Data provided Block Start

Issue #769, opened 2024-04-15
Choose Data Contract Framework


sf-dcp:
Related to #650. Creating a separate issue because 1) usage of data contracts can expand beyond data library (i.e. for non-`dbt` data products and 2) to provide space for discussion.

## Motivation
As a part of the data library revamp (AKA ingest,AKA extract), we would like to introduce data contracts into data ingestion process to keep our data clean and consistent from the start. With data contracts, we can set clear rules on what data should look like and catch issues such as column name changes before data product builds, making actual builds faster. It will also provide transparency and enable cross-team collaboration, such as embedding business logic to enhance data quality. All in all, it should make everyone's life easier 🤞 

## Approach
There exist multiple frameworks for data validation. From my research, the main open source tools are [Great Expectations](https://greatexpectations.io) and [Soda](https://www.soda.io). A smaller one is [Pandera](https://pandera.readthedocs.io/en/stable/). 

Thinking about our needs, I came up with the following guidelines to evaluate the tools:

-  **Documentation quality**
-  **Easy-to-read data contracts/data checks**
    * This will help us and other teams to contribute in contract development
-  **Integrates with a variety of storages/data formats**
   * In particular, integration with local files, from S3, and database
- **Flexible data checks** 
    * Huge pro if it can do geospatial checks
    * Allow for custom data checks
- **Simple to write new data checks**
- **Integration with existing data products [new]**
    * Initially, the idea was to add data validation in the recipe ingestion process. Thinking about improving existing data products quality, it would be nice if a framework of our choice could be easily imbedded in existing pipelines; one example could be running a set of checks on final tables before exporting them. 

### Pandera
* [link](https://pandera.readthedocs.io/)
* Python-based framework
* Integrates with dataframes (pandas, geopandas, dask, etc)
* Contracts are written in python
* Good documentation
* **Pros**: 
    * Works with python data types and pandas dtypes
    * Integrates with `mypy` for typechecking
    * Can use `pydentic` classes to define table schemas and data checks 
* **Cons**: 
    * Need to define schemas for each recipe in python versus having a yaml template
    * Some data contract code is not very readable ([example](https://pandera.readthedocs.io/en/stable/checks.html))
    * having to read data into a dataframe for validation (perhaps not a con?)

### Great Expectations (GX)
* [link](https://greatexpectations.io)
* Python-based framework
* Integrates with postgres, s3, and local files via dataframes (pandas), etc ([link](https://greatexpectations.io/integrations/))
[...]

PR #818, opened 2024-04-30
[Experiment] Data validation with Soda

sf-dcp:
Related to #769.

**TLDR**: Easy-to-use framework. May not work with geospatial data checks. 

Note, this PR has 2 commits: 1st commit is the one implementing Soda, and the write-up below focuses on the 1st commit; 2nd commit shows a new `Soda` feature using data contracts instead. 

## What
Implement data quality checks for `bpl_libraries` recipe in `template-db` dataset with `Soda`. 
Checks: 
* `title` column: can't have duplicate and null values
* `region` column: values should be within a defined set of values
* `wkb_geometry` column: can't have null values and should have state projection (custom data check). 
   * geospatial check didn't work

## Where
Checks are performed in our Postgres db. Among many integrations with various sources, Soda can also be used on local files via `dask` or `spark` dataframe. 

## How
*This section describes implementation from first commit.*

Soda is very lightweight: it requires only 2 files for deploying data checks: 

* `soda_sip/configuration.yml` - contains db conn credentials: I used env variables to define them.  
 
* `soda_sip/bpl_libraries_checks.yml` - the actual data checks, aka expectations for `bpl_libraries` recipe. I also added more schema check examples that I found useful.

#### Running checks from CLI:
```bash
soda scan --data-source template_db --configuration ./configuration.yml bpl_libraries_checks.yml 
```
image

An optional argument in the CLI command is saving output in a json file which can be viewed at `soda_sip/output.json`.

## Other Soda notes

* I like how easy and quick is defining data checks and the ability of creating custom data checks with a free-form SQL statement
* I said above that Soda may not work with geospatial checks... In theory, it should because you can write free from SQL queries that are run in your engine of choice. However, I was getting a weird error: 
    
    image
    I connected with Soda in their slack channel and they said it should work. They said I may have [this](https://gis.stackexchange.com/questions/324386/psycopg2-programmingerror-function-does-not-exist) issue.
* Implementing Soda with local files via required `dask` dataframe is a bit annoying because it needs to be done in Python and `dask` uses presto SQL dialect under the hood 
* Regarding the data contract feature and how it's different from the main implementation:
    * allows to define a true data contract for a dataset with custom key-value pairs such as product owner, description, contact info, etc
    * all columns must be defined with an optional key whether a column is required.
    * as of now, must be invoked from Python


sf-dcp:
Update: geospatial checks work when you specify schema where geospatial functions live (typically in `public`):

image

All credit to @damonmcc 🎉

Data provided Block End
Data provided Block Start

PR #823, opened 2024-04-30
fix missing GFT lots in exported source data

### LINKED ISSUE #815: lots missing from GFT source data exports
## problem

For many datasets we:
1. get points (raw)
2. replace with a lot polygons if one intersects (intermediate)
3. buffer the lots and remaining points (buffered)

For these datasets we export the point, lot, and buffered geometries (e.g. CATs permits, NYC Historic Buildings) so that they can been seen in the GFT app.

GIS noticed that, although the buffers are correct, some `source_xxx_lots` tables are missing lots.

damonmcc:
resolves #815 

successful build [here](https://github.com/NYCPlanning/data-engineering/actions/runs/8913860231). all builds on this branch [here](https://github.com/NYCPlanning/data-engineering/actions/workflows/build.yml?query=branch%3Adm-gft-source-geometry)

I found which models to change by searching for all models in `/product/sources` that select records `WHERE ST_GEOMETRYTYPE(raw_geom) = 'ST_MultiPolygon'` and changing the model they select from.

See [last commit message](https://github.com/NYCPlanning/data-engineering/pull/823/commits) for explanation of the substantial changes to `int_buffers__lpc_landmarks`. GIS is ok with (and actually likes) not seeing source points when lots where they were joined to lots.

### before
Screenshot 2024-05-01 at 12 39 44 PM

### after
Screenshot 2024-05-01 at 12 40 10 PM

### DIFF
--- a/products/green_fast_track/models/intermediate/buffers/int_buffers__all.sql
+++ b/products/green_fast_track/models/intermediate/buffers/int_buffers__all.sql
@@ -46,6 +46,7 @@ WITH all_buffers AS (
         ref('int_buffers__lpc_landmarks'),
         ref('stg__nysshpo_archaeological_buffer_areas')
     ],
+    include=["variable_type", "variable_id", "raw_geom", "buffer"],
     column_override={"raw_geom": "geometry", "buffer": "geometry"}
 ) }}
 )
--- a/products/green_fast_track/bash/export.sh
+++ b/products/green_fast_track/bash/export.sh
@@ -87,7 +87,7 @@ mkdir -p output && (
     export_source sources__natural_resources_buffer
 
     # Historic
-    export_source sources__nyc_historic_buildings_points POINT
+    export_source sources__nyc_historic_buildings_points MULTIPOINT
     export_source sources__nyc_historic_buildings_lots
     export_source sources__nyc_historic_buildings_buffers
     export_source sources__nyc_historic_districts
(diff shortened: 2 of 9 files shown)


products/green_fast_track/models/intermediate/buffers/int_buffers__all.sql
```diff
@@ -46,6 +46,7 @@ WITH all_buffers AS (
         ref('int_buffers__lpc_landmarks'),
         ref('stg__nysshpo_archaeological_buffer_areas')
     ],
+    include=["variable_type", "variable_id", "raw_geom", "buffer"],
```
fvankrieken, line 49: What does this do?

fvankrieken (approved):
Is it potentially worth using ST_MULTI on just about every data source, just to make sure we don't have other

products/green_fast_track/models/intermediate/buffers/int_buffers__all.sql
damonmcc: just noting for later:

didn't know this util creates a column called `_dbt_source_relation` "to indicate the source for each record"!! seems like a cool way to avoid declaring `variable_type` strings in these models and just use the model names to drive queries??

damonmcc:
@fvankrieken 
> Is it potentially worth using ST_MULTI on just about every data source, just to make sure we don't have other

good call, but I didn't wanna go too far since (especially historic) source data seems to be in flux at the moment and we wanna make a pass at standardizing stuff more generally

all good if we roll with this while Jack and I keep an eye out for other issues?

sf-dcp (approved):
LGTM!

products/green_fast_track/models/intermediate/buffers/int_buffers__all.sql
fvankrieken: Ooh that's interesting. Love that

Data provided Block End

# What is required
Return only the part of the records above that opens with the line containing "fix missing GFT lots in exported source data" and closes with the line containing "3. buffer the", ends included.

# Worked solution
fix missing GFT lots in exported source data

### LINKED ISSUE #815: lots missing from GFT source data exports
## problem

For many datasets we:
1. get points (raw)
2. replace with a lot polygons if one intersects (intermediate)
3. buffer the lots and remaining points (buffered)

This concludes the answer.